Per alcuni questa è intransigenza, per altri coerenza ai propri principi religiosi.
Ragioniamo, però. Al di là delle convenienze e spogliandoci delle implicazioni personali.
E' "obiettivamente" ammissibile in una visione religiosa e fideistica della vita accettare l'unione tra due uomini o tra due donne?
E se il rapporto sessuale dalla religione cattolica "pura" (non da quella forzatamente annacquata di chi tenta di salvare capre e cavoli) è considerato solo in una prospettiva di procreazione, come poteva Giovanni Paolo II ammettere l'uso del preservativo?

Essere laici non significa essere faziosi.
Il Papa ha il compito di affermare e salvaguardare la dottrina del Vangelo, possiamo negarlo? Compito che egli svolge in un alveo religioso, anche questo è incontestabile.
Se non condividiamo, padroni di farlo. Ma chi si professa cattolico molto spesso oggi dimentica la coerenza a quei principi nei quali egli stesso dice di credere.

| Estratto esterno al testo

PR #4727, opened 2024-04-10
Add s390x and ppc64le support

lysliu:
Add s390x and ppc64le support


ganigeorgiev:
Thank you but let's not add this for now as I'm not sure if it is worth the release builds slow down since these platforms are not that commonly used.

I'll reconsider it after the [refactoring](https://github.com/pocketbase/pocketbase/discussions/4355).

PR #4957, opened 2024-05-19
removed redundant rand.Seed

xnpltn:
rand.Seed is deprecated, no reason to call the function in newer versions of go...


ganigeorgiev:
Thank you. I'll consider removing it with the [refactoring](https://github.com/pocketbase/pocketbase/discussions/4355) but for now there is no need for this change.

PR #4988, opened 2024-05-25
Adding one-click deploy button for RepoCloud.io to README.md

cosark:
Adding button enabling community access to one-click deploy template for self-hosting on RepoCloud.io


ganigeorgiev:
Thank you but no.

PR #5179, opened 2024-07-06
Fix days calculation bug for the old logs

nehmeroumani:
Corrected daysDiff calculation by dividing hours by 24 instead of multiplying.


sanbei101 (commented):
Indeed it is

ganigeorgiev:
_Just for info in case someone is following here - this change actually introduced a side-effect and due to the way how the checks inside the condition are performed it will actually keep the logs for 2x the specified period. An updated version that doesn't rely on the logs batch write will be available with the next minor release sometime later this week._

PR #5233, opened 2024-07-18
Added the possibility to make collection view and collection list requests visible for any authorized user

CraftException:
## Motivation

Hi there,
we are currently working on a relatively big SaaS with many collections and validations (PocketBase works great for that).
We want to keep the frontend interactive (currently a Vue.js SPA) and therefore wants to provide direct error hints for the user before sending the request to the server and letting it validates the request and sending error mesages back. But that would mean that we have to always manually keep the client validation in sync with the of the server (otherwise the request could be blocked from the server, although it is valid for the client or viceversa). That is sup-optimal for our workflow so we decided that it would be  great that any user can see the collection schemas and their validation rules

## This Pull Request

That's what we did here: Allowing the administrator to choose in the Application Settings to decide whether the collection view (GET /api/collections/:collection) and list (GET /api/collections) should only be visible for administrators, or for any authorized User. We created for that another property in the MetaConfig called `PublicSchemas` and the `RequireCollectionListAuth` Middleware in the `middleware.go` file, which only allows the request if either the PublicSchemas property is set to `true` and the user is anyhow authorized or if the property is set to `false` and the user is an authorized administrator.

## Is this a security problem?

We don't think so, because many fields in the schema (e.g. minlength, maxlength), are exposed on invalid requests anyway. You can say the Authorization Rules are none of the users's business, but for our SPA, this was a huge feature, because the page can now automatically hide fields and parts of the side that the user wouldn't be able to manage anyway and we didn't have to manually implement these rules on your client-side. Nevertheless, this is just an optional feature, if you don't need/ don't want it, just disable it.


ganigeorgiev:
I'm sorry but there are no plans for this. Please check the contribution note in the readme and https://github.com/pocketbase/pocketbase/discussions/4355.

PR #5283, opened 2024-07-31
allow server graceful shutdown using context cancellation

telemac:
Hello, thank you for your great work on pocketbase.

I am integration pocketbase as a library in an application that already handles ctrl-c and interrupt signals.

This is my attempt to make pocketbase interruptible by context cancellation without modifying the api and the actual behavior.

I did not find another way to do this without modifying pocketbase, if I missed something let me know.

Here is an usage sample, if ServerCtx is omitted we keep the original behavior :

```go
package main

import (
	"context"
	"github.com/pocketbase/pocketbase/apis"
	"log/slog"
	"time"
)

func main() {
	ctx, cancel := context.WithTimeout(context.Background(), 3*time.Second)
	defer cancel()

	app := pocketbase.New()
	app.Bootstrap()

	_, err := apis.Serve(app, apis.ServeConfig{
		HttpAddr:        "0.0.0.0:8090",
		ShowStartBanner: true,
		AllowedOrigins:  []string{"*"},
		ServerCtx:       ctx,
	})
	slog.Info("apis.Serve stopped", "error", err)

}

```

### DIFF
--- a/apis/serve.go
+++ b/apis/serve.go
@@ -45,6 +45,9 @@ type ServeConfig struct {
 
 	// AllowedOrigins is an optional list of CORS origins (default to "*").
 	AllowedOrigins []string
+
+	// ServerCtx is an optional context to be used by the server.
+	ServerCtx context.Context
 }
 
 // Serve starts a new app web server.
@@ -142,7 +145,11 @@ func Serve(app core.App, config ServeConfig) (*http.Server, error) {
 
 	// base request context used for cancelling long running requests
 	// like the SSE connections
-	baseCtx, cancelBaseCtx := context.WithCancel(context.Background())
+	ctx := context.Background()
+	if config.ServerCtx != nil {
+		ctx = config.ServerCtx
+	}
+	baseCtx, cancelBaseCtx := context.WithCancel(ctx)
 	defer cancelBaseCtx()
 
 	server := &http.Server{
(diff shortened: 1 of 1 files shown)


ganigeorgiev:
I don't think this is needed. You can attach to the [`OnBeforeServe`](https://pocketbase.io/docs/go-event-hooks/#onbeforeserve) and modify the `e.Server` field.

Note that we already handle graceful shutdown based on the server context cancellation and an alternative approach to "kill" the PocketBase server (and to notify other parts of PocketBase) is to trigger the `Terminate` hook:

```go
app.OnTerminate().Trigger(&TerminateEvent{ App: app })
```

telemac:
Correct, this code does the trick, thank you :

```go
package main

import (
	"context"
	"github.com/pocketbase/pocketbase/apis"
	"log/slog"
	"time"
)

func main() {
	ctx, cancel := context.WithTimeout(context.Background(), 3*time.Second)
	defer cancel()

	app := pocketbase.New()
	app.Bootstrap()

	app.OnBeforeServe().Add(func(e *core.ServeEvent) error {
		go func() {
			<-ctx.Done()
			slog.Info("context cancelled")
			e.App.OnTerminate().Trigger(&core.TerminateEvent{App: e.App})
		}()
		return nil
	})

	_, err := apis.Serve(app, apis.ServeConfig{
		HttpAddr:        "0.0.0.0:8090",
		ShowStartBanner: true,
		AllowedOrigins:  []string{"*"},
	})
	slog.Info("apis.Serve stopped", "error", err)

}

```

PR #4999, opened 2024-05-28
Add Notion OAuth Provider

s-li1:
Hi there!

I've been enjoying Pocketbase and noticed that PRs were welcome for new OAuth providers. I thought I could contribute by adding a Notion OAuth provider 😁 

I've based most of my code from previous integrations, including [Bitbucket](https://github.com/pocketbase/pocketbase/pull/3948) and [Patreon](https://github.com/pocketbase/pocketbase/pull/3323)

I've followed the recommendations on the contributions page, including building the FE, adding tests, and running the linter.

You can create a Notion integration at: [https://www.notion.so/my-integrations](https://www.notion.so/my-integrations)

Un cattolicesimo di "tradizione" che Karol Wojtyla ha voluto combattere per lasciare il posto a un cattolicesimo di "convinzione".

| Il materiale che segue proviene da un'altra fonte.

PR #5397, opened 2024-08-27
Enabling SQLite custom extensions and init hooks

rodydavis:
- Custom extensions
- Custom pragma
- Connection hooks

### DIFF
--- a/core/db_cgo.go
+++ b/core/db_cgo.go
@@ -9,9 +9,9 @@ import (
 	"github.com/pocketbase/dbx"
 )
 
-var DbCgoExtensions = []string{}
+var DBExtensions = []string{}
 
-var DbCgoPragma = `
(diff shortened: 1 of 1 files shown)


ganigeorgiev:
I don't think this is needed. As part of the [refactoring](https://github.com/pocketbase/pocketbase/discussions/4355) and the upcoming v0.23.0 release (_there are no ETAs yet_) users will have the option to specify their own `ConnectDB` function as part of the app config. This will allow not only loading custom pragmas and extensions but also custom `database/sql` compatible drivers like SQLCipher or libSQL.

rodydavis:
That's awesome! Yeah I added this on my fork for my own use-cases and thought it would be good to share.

It was a nice exercise to learn more about the codebase 👍🏼

PR #1010, opened 2023-05-28
Fix patrol_reset messing with target chase AI

out-of-phaze:
## About The Pull Request
Checked `patrol_path` instead of `length(patrol_path)` and `patrol_reset()` set it to `list()` instead of `null`. Replaced it with a length check and it works now.

## Why It's Good For The Game
Fixes hostile mobs doing weird accidental strafing while chasing targets.


Kitsunemitsu (approved):
Approved

PR #1012, opened 2023-05-29
Raises max PE on blubbering toad

Coxswain-Navigator:
## About The Pull Request
I forgot to update this when making the abnormality, blubbering toad now has a maximum PE of 10 instead of 6.

## Why It's Good For The Game
It has no reason to have such a low amount of PE per work.

## Changelog
:cl:
tweak: blubbering toad now awards 10 PE instead of 6 maximum
/:cl:


Kitsunemitsu (approved):
Approved

PR #1020, opened 2023-06-02
Ordeal Pets 1.1

InsightfulParasite:
## About The Pull Request
Makes ordeal pets more fleshed out and useful.
Still its a big responsibility to own a pet so you should consider their strengths and what could obliterate them before bringing them here.
Amber and Crimson Ordeal Pet Crafting
Crimson will now do a little trick when touched with a bare hand. This will restore 5 sanity to everyone in range. This is more helpful for when your in a department recovering your sanity.
Green can now have a flashlight attached to them.

Oh i should mention that i also edited the Tamed Proc in Hostiles because something bizzare was going on with that. Friends is a list but tamed converts it into one person instead of adding the person to the list.

## Why It's Good For The Game
Fleshes out ordeal pets and makes them less janky. Not a important PR.

## Changelog
:cl:
tweak: Ordeal Pets Amber, Green, and Crimson.
/:cl:


Kitsunemitsu (approved):
Looks good to me.

LanceSmites328 (changes requested):

LanceSmites328 (approved):

LanceSmites328 (approved):

PR #1024, opened 2023-06-04
Fix duplicate 'Misc' crafting tab

out-of-phaze:
## About The Pull Request
Fixes a duplicate 'Misc' crafting tab because CATEGORY_MISC was used as a food subcategory instead of CATEGORY_MISCFOOD.

## Why It's Good For The Game
Bug.


Kitsunemitsu (approved):
Bugfix

PR #1040, opened 2023-06-10
Simple Fishing Version 1 because TG Fishing is too hard to port for me.

InsightfulParasite:
## About The Pull Request
Makes a fishing rod, new aquarium, new water sprites for both water and mermaid abnormality water since the current mermaid water was a placeholder from google and we should problobly not have that around for too long.
Admiring a aquarium will now increase/decrease your sanity based on how many living/dead fish are in the tank and what rarity they are.
Most of the aquarium and fish code came from https://github.com/tgstation/tgstation/pull/67691/files#diff-90e82aeed15d4706af23d454584c04d92557e16c15b1efcb397bcea83e614302
I did use the latest version of this code so it may be much different from that initial commit.
image

ISSUES:
- [ ] Fish that are created inside the aquarium rather than placed inside dont proc the "Entered" proc which adds them to the tracked fish. Fish that are born or prefilled aquariums will not contribute to the admire sanity bonus unless taken out and placed back in.
- [ ] Fishing is not a component and right now fully relies on the object being a fishing rod and the target being deep water turf. This means it cant be applied to structures like puddles.

## Why It's Good For The Game
makes maps more unique with certain environmental activities.

## Changelog
:cl:
add: ramshackle fishing
add: water tiles
tweak: water sprites
tweak: mermaid water
/:cl:


InsightfulParasite:
Im getting these Linter Warnings:
Warning: macro redefined: COMSIG_AQUARIUM_SURFACE_CHANGED
Warning: macro redefined: COMSIG_AQUARIUM_FLUID_CHANGED
I have no clue how to fix them.

Kitsunemitsu (approved):
Nothing here should break, It doesn't runtime, gonna merge it.

PR #1055, opened 2023-06-15
Revolutionary Rat Weapon

BlueHNT:
## About The Pull Request
Here lays your revolutionary neighbor disposal device, we call it A BRICK TO THE FACE! **Now with extra damage when you throw it!!!!!**
But it's only 1 times use when thrown, so use it well.

## Why It's Good For The Game
It's a brick and you can throw it. Also you can put it on the RP map for people to mess around with.

## Changelog
:cl:
add: Added a brick
/:cl:


Kitsunemitsu (approved):
Ship it.

PR #1059, opened 2023-06-16
Forging: Ordeal Parts -> Materials

LanceSmites328:
## About The Pull Request
Allows the conversion of Ordeal parts (The things they drop when they gib/butcher) into materials for the Tres Workshop on E-Corp to utilize.
Current potential effects:
Increasing damage by a flat amount.
Increasing damage by a %.
Increasing attack speed by a %.
Changing weapon color.
Changing weapon hitsound.
Changing weapon damage type(?)
Changing weapon... edibility?

In the distillation process, if enough parts are used, one can get higher quality materials that provide a +10/20/40% bonus to force or attack speed, depending on material.

TODO:

- [x] Fix the Ordeal Extractor consuming all stacks of an item at once instead of just 1/10/20/30 at a time. (Why does this happen...!?)
- [x] Decide whether damage types should be overridden by materials.

## Why It's Good For The Game
Gives fixers a way to upgrade their gear in an interesting matter that requires effort in going out to grab the parts and come back... or potentially scavenging the remains of what others had conquered.


Kitsunemitsu (approved):
Approving now.
Will need some preliminary testing, but overall looks good.

Kitsunemitsu (approved):
re-approving

PR #1082, opened 2023-06-23
Core Suppression - Forma de Gamemode

monochromatism:
Core Suppression Gamemode time!

## About The Pull Request

Core Suppression is now a gamemode players can vote on, rather than an event that managers can choose to do after a normal round ends. You start with 80 in all stats and have a (sort of) random WAW EGO armor in hand, but the only abnormalities able to spawn are WAW and up, and of course, the core suppression begins immediately. Rather than being tied to meltdowns, ordeals also come based solely on time. Once every fifteen minutes.

## Why It's Good For The Game

Core suppressions barely occur in the regular course of the game. This will hopefully make them a little bit more accessible, and therefore make them actually happen.

## Changelog
:cl:
add: Core suppression gamemode
del: Core suppression event at end of normal shift
/:cl:


EgorDinamit (changes requested):
I'll just leave it here:
I am fine with having it as an option for gamemode, but I want to keep it in normal rounds.
I am not a big fan of having more than a single gamemode(events not included) here.

EgorDinamit:
> Core suppressions barely occur in the regular course of the game.

Happens all the time when people don't fail miserably.

EgorDinamit:
The ordeal time lock is also infuriatingly high. Core Suppression isn't meant to take longer than 20-30 minutes.
It *can* last entire round, but without white ordeals, as a modifier, which you didn't do here.

code/controllers/subsystem/lobotomy_corp.dm
```diff
@@ -189,6 +185,16 @@ SUBSYSTEM_DEF(lobotomy_corp)
...
 
+/datum/controller/subsystem/lobotomy_corp/proc/MeltdownOrdealCheck()
+	var/ran_ordeal = FALSE
+	if(qliphoth_state + 1 >= next_ordeal_time) // If ordeal is supposed to happen on the meltdown after that one
+		if(istype(next_ordeal) && ordeal_timelock[next_ordeal.level] > world.time) // And it's on timelock
+			next_ordeal_time += 1 // So it does not appear on the ordeal monitors until timelock is off
+	if(qliphoth_state >= next_ordeal_time)
+		if(OrdealEvent())
+			ran_ordeal = TRUE
+	return ran_ordeal
```
EgorDinamit, line 196:
```suggestion
/datum/controller/subsystem/lobotomy_corp/proc/MeltdownOrdealCheck()
	if(qliphoth_state + 1 >= next_ordeal_time) // If ordeal is supposed to happen on the meltdown after that one
		if(istype(next_ordeal) && ordeal_timelock[next_ordeal.level] > world.time) // And it's on timelock
			next_ordeal_time += 1 // So it does not appear on the ordeal monitors until timelock is off
	if(qliphoth_state >= next_ordeal_time)
		return OrdealEvent()
	return FALSE
```

code/controllers/subsystem/lobotomy_corp.dm
```diff
@@ -222,6 +228,25 @@ SUBSYSTEM_DEF(lobotomy_corp)
 		return meltdown_occured
 
 /datum/controller/subsystem/lobotomy_corp/proc/RollOrdeal()
+	if(GLOB.master_mode == "suppression")
```
EgorDinamit, line 231: Very ugly, but it works, I guess?
Would really prefer if you could find a way to shove it all into gamemode's code instead.

code/controllers/subsystem/lobotomy_corp.dm
```diff
@@ -248,3 +273,6 @@ SUBSYSTEM_DEF(lobotomy_corp)
 	next_ordeal = null
 	RollOrdeal()
 	return TRUE // Very sloppy, but will do for now
+
+/datum/controller/subsystem/lobotomy_corp/proc/FailSuppression()
```
EgorDinamit, line 277: Doesn't have to be a proc in LC subsystem. Move it elsewhere, since it's just a timed round-end.

code/modules/jobs/job_types/agent.dm
```diff
@@ -81,16 +81,46 @@
...
+			/obj/item/clothing/suit/armor/ego_gear/totalitarianism,
+			/obj/item/clothing/suit/armor/ego_gear/intentions
+		)
+		switch(rand(1,3))
+			if(1)
+				chosen_suit = pick(red_armor_options)
+			if(2)
+				chosen_suit = pick(white_armor_options)
+			if(3)
+				chosen_suit = pick(black_armor_options)
```
EgorDinamit, line 109: So, you are just giving people random armor..?
I feel like it should be done differently, lest people spam-respawn to get what they want.

PR #1084, opened 2023-06-24
Tweaks to range/view procs

EgorDinamit:
## About The Pull Request

Optimizes livinginview() and fixes livinginrange().

## Why It's Good For The Game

Un riesame delle coscienze cui ha indotto tutti, atei e agnostici compresi, al di là dei risultati da ciascuno raggiunti.

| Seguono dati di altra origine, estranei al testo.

PR #1087, opened 2023-06-25
Time-related and other QOL changes

EgorDinamit:
## About The Pull Request

A small experimental PR that adjusts things related to time locks and such.

- Qliphoth counter(how many works it takes for meltdown) calculation adjusted slightly. Each player will increase it by 0.65(instead of 0.5), but starts at minimum of 3 instead of 4.
- Qliphoth meltdown announcement will now say what next ordeal will be, if it happens on next meltdown.
- Currently running ordeals are stored in a list in SSlobotomy_corp. This is used in "!tgs check" Discord command.
- Some cases of world.time usage have been replaced with ROUNDTIME define, which is adjusted by round-start time.

## Why It's Good For The Game

- Makes highpop slightly more bearable. On the other hand, lowpop will get a bit more demanding.
- QOL.
- Nice way of knowing what is really going on in the round before joining.
- World.time ticks before round has started, making some time checks incorrect. This fixes it.

### DIFF
--- a/code/controllers/subsystem/lobotomy_corp.dm
+++ b/code/controllers/subsystem/lobotomy_corp.dm
@@ -165,9 +165,9 @@ SUBSYSTEM_DEF(lobotomy_corp)
 
 /datum/controller/subsystem/lobotomy_corp/proc/QliphothEvent()
 	// Update list of abnormalities that can be affected by meltdown
-	if((ZAYIN_LEVEL in qliphoth_meltdown_affected) && world.time >= 20 MINUTES)
+	if((ZAYIN_LEVEL in qliphoth_meltdown_affected) && ROUNDTIME >= 20 MINUTES)
 		qliphoth_meltdown_affected -= ZAYIN_LEVEL
-	if((TETH_LEVEL in qliphoth_meltdown_affected) && world.time >= 50 MINUTES)
+	if((TETH_LEVEL in qliphoth_meltdown_affected) && ROUNDTIME >= 50 MINUTES)
 		qliphoth_meltdown_affected -= TETH_LEVEL
 	qliphoth_meter = 0
 	var/abno_amount = all_abnormality_datums.len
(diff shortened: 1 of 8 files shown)


code/controllers/subsystem/lobotomy_corp.dm
```diff
@@ -46,9 +46,11 @@ SUBSYSTEM_DEF(lobotomy_corp)
 	// What ordeal level is being rolled for
 	var/next_ordeal_level = 1
 	// Minimum time for each ordeal level to occur. If requirement is not met - normal meltdown will occur
-	var/list/ordeal_timelock = list(10 MINUTES, 25 MINUTES, 45 MINUTES, 60 MINUTES, 0, 0, 0, 0, 0)
+	var/list/ordeal_timelock = list(10 MINUTES, 20 MINUTES, 35 MINUTES, 50 MINUTES, 0, 0, 0, 0, 0)
 	// Datum of the chosen ordeal. It's stored so manager can know what's about to happen
 	var/datum/ordeal/next_ordeal = null
+	/// List of currently running ordeals
+	var/list/current_ordeals = list()
```
dsmith328, line 53: "I wonder how the server is going? !tgs check"
```
Abnormalities in the facility: 23
Current Ordeals: Steel Noon, Green Dusk, Violet Midnight.
Join the round!
```
"Oh."

Kitsunemitsu:
I like a lot of this, except the abno spawn time.
Players have a hard time catching a breather right now.

Kitsunemitsu (dismissed):
Abno spawn time has caused serious issues regarding balance and respawn stats.
Going to request a reversion of that and the faster overall stat gain because those two are a pair.

EgorDinamit:
I'll just adjust respawn stats to follow the new timings. So far it's the only issue I've seen with faster rounds, as things usually go pretty well as long as there's no need for respawn wave.

EgorDinamit:
Stuff related to timing has been reverted.

LanceSmites328 (approved):

PR #1094, opened 2023-06-27
Pyg fix2

EnderMage99:
## About The Pull Request

This fixes the bug where the sculptor did not regain their prudence after going insane.

## Why It's Good For The Game

Bug fixes are good for the game's health.

## Changelog
:cl:
fix: fixed Pygmalion sculptor not regaining prudence
/:cl:


code/modules/mob/living/simple_animal/abnormality/waw/pygmalion.dm
```diff
@@ -128,6 +128,10 @@
 	remove_status_effect(STATUS_EFFECT_SCULPTOR)
 	threat_level = WAW_LEVEL
 	sculptor = null
+	if (sculptor)
+		sculptor.remove_status_effect(STATUS_EFFECT_SCULPTOR)
+	if (missing_prudence)
+		restorePrudence()
```
LanceSmites328, line 134: So uh, none of this will work because sculptor is set to "null" before this occurs

PR #1099, opened 2023-06-29
Doomsday Calendar Adjustments 2: Electric Boogaloo

vampirebat74:
A threat you cannot ignore

## About The Pull Request

Currently, players have 2.5 minutes to suppress the abnormality following its breach, and the abnormality itself is immobile. With these in mind, there is currently no penalty for simply ignoring the breach and moving to a different department. This PR will double the self-damage caused by Doomsday Calendar's black AOE from 500 to 1,000, reducing its maximum activations from 5 to 3. Since it has 2012 maximum health, only two will be possible after dealing 12 damage to it. However, this PR will make it more threatening by causing its radial BLACK damage AOE to reduce qliphoth counters.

Dobbiamo essere grati comunque a chi ci costringe a riflettere.

E consentitemi alla fine una nota a margine per giustificare il titolo di questo editoriale.
La stampa palermitana ha scritto che, in occasione del funerale del Papa, tutto il personale dell'Università di Palermo avrebbe sospeso l'attività per un'ora, per poter seguire la diretta televisiva delle esequie.
Non è esatto. In realtà la circolare rettorale ha previsto per tutto il personale due minuti di silenzio in coincidenza con l'inizio della cerimonia funebre e la sospensione per un'ora dell'attività didattica.
A parte che sospendere per un'ora, visto che la durata prevista e ufficializzata per la cerimonia era di due ore, significava permettere la visione solo di mezza cerimonia, la concessione è stata fatta non a tutto il personale, ma solo al personale docente.
Evidentemente, secondo qualcuno, Giovanni Paolo II era un Papa per molti, ma non per tutti.